Feminist Politics and Human Nature
by Jaggar, Alison M (1983)
The traditional Marxist categories were not designed to capture the essential features of the sexual division of labor, and it is doubtful whether they are capable of doing the job. Within the public economy, for instance, there is in fact a sharp separation between jobs that are considered appropriate for men and those that are considered suitable for women; men and women rarely work side by side at the same job. The gender-blind categories of Marxist theory, however, obscure rather than reveal this fact.

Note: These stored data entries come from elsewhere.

PR #589, opened 2023-10-26
Add CI to update library version

curquiza:
I cannot test it directly before merging it sorry -> this is how `workflow_dispatch` works with GitHub Actions

@mmachatschek and @norkunas I pinged both of you to be aware of the tool, but I only need one review 😊

### DIFF
--- a/.github/workflows/update-version.yml
+++ b/.github/workflows/update-version.yml
@@ -1,0 +1,37 @@
+name: Update library version
+
+on:
+  workflow_dispatch:
+    inputs:
+      new_version:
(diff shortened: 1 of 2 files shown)


norkunas:
Maybe we could integrate https://github.com/Roave/BackwardCompatibilityCheck

curquiza:
@norkunas good idea!
I would rather we do this in another PR however 😊

norkunas (approved):

mmachatschek (approved):
I don't have a strong opinion on which Github Action tool to use. but the changes LGTM

curquiza:
bors merge

PR #607, opened 2024-01-10
Update XML dist files

brunoocasali:
It has been a while since I don't touch the PHP repo, and I had to run `composer update` which raised a warning about having outdated XML files.

I don't think this PR is warmful because I guess it is related to a new PHPUnit version.

And here we are!

### DIFF
--- a/phpunit.xml.dist
+++ b/phpunit.xml.dist
@@ -1,20 +1,12 @@
 <?xml version="1.0" encoding="UTF-8"?>
-<phpunit xmlns:xsi="http://www.w3.org/2001/XMLSchema-instance"
-         xsi:noNamespaceSchemaLocation="https://schema.phpunit.de/10.1/phpunit.xsd"
-         bootstrap="vendor/autoload.php"
-         convertErrorsToExceptions="true"
-         convertNoticesToExceptions="true"
-         convertWarningsToExceptions="true"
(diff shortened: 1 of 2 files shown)


phpunit.xml.dist
```diff
@@ -1,20 +1,12 @@
...
-    <testsuites>
-        <testsuite name="Tests">
-            <directory suffix="Test.php">./tests</directory>
-        </testsuite>
-    </testsuites>
-    <php>
-        <env name="MEILISEARCH_URL" value="http://localhost:7700"/>
-        <env name="MEILISEARCH_API_KEY" value="masterKey"/>
-    </php>
+<phpunit xmlns:xsi="http://www.w3.org/2001/XMLSchema-instance" xsi:noNamespaceSchemaLocation="https://schema.phpunit.de/10.5/phpunit.xsd" bootstrap="vendor/autoload.php" stopOnFailure="false" cacheResult="false" colors="true" cacheDirectory=".phpunit.cache">
```
norkunas, line 2: Maybe reference local schema that is shipped with phpunit,so you can open it in IDE?

norkunas: By the way, probably schemas are different on 9.5/10 so two of them should be shipped and selected which to run on which version, but you should check,maybe I'm wrong

PR #608, opened 2024-01-15
Add hybrid search for v1.6.0

brunoocasali:
Adds hybrid search to PHP SDK. 

There is a commented test that should be reverted as soon as the related issue is fixed on the engine.

### DIFF
--- a/src/Endpoints/Delegates/HandlesSettings.php
+++ b/src/Endpoints/Delegates/HandlesSettings.php
@@ -361,4 +361,21 @@ trait HandlesSettings
     {
         return $this->http->delete(self::PATH.'/'.$this->uid.'/settings/proximity-precision');
     }
+
+    // Settings - Experimental: Embedders (hybrid search)
+
+    public function getEmbedders(): array
+    {
+        return $this->http->get(self::PATH.'/'.$this->uid.'/settings/embedders');
+    }
+
+    public function updateEmbedders(array $embedders): array
+    {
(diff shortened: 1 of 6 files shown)


src/Endpoints/Delegates/HandlesSettings.php
```diff
@@ -361,4 +361,21 @@ public function resetProximityPrecision(): array
...
     }
+
+    // Settings - Experimental: Embedders (hybrid search)
+
+    public function getEmbedders(): array
+    {
+        return $this->http->get(self::PATH.'/'.$this->uid.'/settings/embedders');
+    }
+
+    public function updateEmbedders(array $embedders): array
```
norkunas, line 372: `$embedders` structure should be defined

curquiza: @norkunas we don't have the time to do it for this PR, can we open a PR for the community to update it?

norkunas: yup, but I don't find anywhere docs about this :)

norkunas: @curquiza from https://www.meilisearch.com/docs/learn/experimental/vector_search and https://github.com/meilisearch/meilisearch/releases/tag/v1.6.0 I understand that structure should be like: `array<non-empty-string, array{source: non-empty-string, apiKey?: non-empty-string, model?: non-empty-string, documentTemplate?: non-empty-string, dimensions: positive-int}>` can you confirm?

Even more seriously, the central Marxist categories hardly apply at all to the household, which is the traditional area of women's work. Marxist theory focuses primarily on production, and it defines household work, especially the household work of capitalism, as being outside production. Instead, household work is defined as reproduction, that is, the reproduction of human labor power. Reproduction itself is broken down into two parts: the daily regeneration of the labor power of existing workers, through rest and food; and the production of new workers through childbearing and childrearing. Thus, reproduction consists in both consumption and procreation. Women are responsible traditionally for much of the former, though of course men must eat the food that women prepare, and women are held traditionally to be responsible for almost all of the latter. (p.74)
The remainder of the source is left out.